Over 2.8 million individuals are living with multiple sclerosis (MS) which occurs when the brain and spinal cord become damaged due to inflammation. Persons with MS (pwMS) experience various symptoms such as vision disturbance, cognitive dysfunction and problems with balance and mobility. Around 85% of pwMS experience unpredicted relapses of severe symptoms followed by remission for months to years and a small proportion have gradually worsening symptoms over time. Unfortunately, both forms eventually lead to permanent disability. We don’t know the exact causes for MS, but several genetic and lifestyle factors have been identified such as smoking, obesity, vitamin D levels, socioeconomic factors and also viruses. 

 

Autoimmune diseases occur when the body’s own immune system damages tissues leading to inflammation and, in the case of MS, the central nervous system is affected which causes neurological symptoms.
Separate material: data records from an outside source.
PR #22991, opened 2021-07-22
azure: remove 1.18 jobs and add 1.22 jobs

chewong:

/assign @CecileRobertMichon

### DIFF
--- a/config/jobs/kubernetes/sig-cloud-provider/azure/release-1.22.yaml
+++ b/config/jobs/kubernetes/sig-cloud-provider/azure/release-1.22.yaml
@@ -8,7 +8,7 @@ presubmits:
     run_if_changed: 'azure.*\.go'
     path_alias: k8s.io/kubernetes
     branches:
-      - release-1.18
+      - release-1.22
     labels:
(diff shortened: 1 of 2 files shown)


config/jobs/kubernetes/sig-cloud-provider/azure/release-1.22.yaml
```diff
@@ -8,7 +8,7 @@ presubmits:
     run_if_changed: 'azure.*\.go'
     path_alias: k8s.io/kubernetes
     branches:
-      - release-1.18
+      - release-1.22
```
CecileRobertMichon, line 11: we don't need to update generate.sh?

chewong: We don't need to because the script takes a list of versions as arguments and generate a YAML file for each version (i.e. `./config/jobs/kubernetes/sig-cloud-provider/azure/generate.sh 1.19 1.20 1.21 1.22 master`.

CecileRobertMichon (commented):
/lgtm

In some autoimmune diseases, an initial infection may trigger the immune response that causes the damage and strong evidence supports a role for Epstein-Barr virus (EBV) in the development of MS. 

 

EBV is the common cause of infectious mononucleosis – also called glandular fever or the “kissing disease” – and is the strongest known environmental risk factor linked to MS. Around 90% of adults become infected with EBV throughout their life yet only a small proportion develop the disease, and one particular study in 2022 showed that almost all pwMS acquire the virus at least 1 year before the disease onset. However, despite this link, we still do not know exactly how the virus may contribute to MS development and there are currently several theories. Due to the delay between EBV infection and MS onset, it is unlikely that the disease develops from uncontrolled infection (although this remains a possibility). Instead, we think that the immune response to EBV – which would normally fight EBV infection – may be damaging the brain in MS, and pwMS have altered immune responses to parts of the virus compared to healthy people. There is evidence that both T cells and antibodies are involved in disease, and we investigated how this might occur by studying patients from Sweden. 

 

In a recent study published in Science Advances, we investigated how the immune response to EBV may be different in pwMS by looking at the blood of 700 pwMS and 700 control subjects. We specifically looked at how two components of the immune system – called antibodies and T cells – response to EBV may differ. Antibodies are proteins produced by B cells of the immune system in response to infections, and similarly T cells act as soldiers of the immune system to remove infected cells from the body.  

 

We first confirmed previous findings that pwMS have higher antibody responses in their blood to a part of EBV called EBNA1 and went on to show that these EBNA1 antibodies could cross-react with a protein in the body called alpha-crystallin B (CRYAB). This means that EBNA1 antibodies can also attack CRYAB and may contribute to inflammation in pwMS. Up to 27% of pwMS had increased levels of CRYAB antibodies compared to only 16.9% of controls, and individuals in the study who had antibody responses to both EBNA1 and CRYAB were up to 9 times more likely to have MS than control subjects. 

 

It was also found that T cell responses to EBNA1 and CRYAB were increased in the blood of pwMS treated with the drug natalizumab. Natalizumab therapy works by blocking immune cells from entering the brain of MS patients, preventing damage and leading to their accumulation in the blood. Further investigation of these T cells suggested that they likely cross-react in a similar way to antibodies. CRYAB has a role in dampening down inflammation and therefore, if immune responses against EBNA1 are also mistakenly targeting CRYAB, they may contribute to tissue damage in MS.  

 

These results build upon previous findings of similar cross-reactivity between EBNA1 immune responses, and two other proteins expressed in the brain called Anoctamin-2 and GlialCAM and suggests that other proteins can be targeted by EBV immune responses in MS. Whilst current therapies are effective at reducing relapse rates, many have severe side effects and none ultimately prevent disease progression. Further understanding of how immune responses to EBV may lead to MS will help us to develop future personalised treatments with fewer side effects and the potential to cure MS.